PROBLEM TO WORK ON
Check each line of the entries for "type" and report the ones that have it.

BEGIN RECORD EXCERPTS

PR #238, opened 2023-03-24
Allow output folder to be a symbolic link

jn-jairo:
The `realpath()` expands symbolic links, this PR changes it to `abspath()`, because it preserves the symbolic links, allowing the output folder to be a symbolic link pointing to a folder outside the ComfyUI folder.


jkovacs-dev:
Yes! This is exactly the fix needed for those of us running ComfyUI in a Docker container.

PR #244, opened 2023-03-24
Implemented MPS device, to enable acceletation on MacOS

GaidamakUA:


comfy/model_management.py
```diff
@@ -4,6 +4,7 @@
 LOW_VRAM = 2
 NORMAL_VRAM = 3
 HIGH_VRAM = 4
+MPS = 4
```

END RECORD EXCERPTS
BEGIN RECORD EXCERPTS

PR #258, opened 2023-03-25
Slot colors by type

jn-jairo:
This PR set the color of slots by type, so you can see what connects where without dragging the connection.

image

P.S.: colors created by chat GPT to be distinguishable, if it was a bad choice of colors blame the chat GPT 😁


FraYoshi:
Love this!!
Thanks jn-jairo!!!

END RECORD EXCERPTS
BEGIN RECORD EXCERPTS

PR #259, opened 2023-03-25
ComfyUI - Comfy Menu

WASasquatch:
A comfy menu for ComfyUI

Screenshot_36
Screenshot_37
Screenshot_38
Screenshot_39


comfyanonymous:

END RECORD EXCERPTS

SOLUTION TO THIS EXERCISE
Slot colors by type
This PR set the color of slots by type, so you can see what connects where without dragging the connection.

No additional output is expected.